What is being asked:
Please return every record below exactly as it stands.

[Dataset entries]
PR #491, opened 2019-07-03
Use most recent release for runtimes and apigateway

dgrove-oss:


helm/openwhisk/runtimes.json
```diff
@@ -35,7 +35,7 @@
                 "image": {
                     "prefix": "openwhisk",
                     "name": "action-nodejs-v10",
-                    "tag": "ab224ab"
+                    "tag": "1.14.0-incubating"
```
rabbah: 1.14 not 1.13?

dgrove-oss: we did a 1.14.0 release of nodejs a couple weeks ago.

Task answer:
PR #491, opened 2019-07-03
Use most recent release for runtimes and apigateway

dgrove-oss:


helm/openwhisk/runtimes.json
```diff
@@ -35,7 +35,7 @@
                 "image": {
                     "prefix": "openwhisk",
                     "name": "action-nodejs-v10",
-                    "tag": "ab224ab"
+                    "tag": "1.14.0-incubating"
```
rabbah: 1.14 not 1.13?

dgrove-oss: we did a 1.14.0 release of nodejs a couple weeks ago.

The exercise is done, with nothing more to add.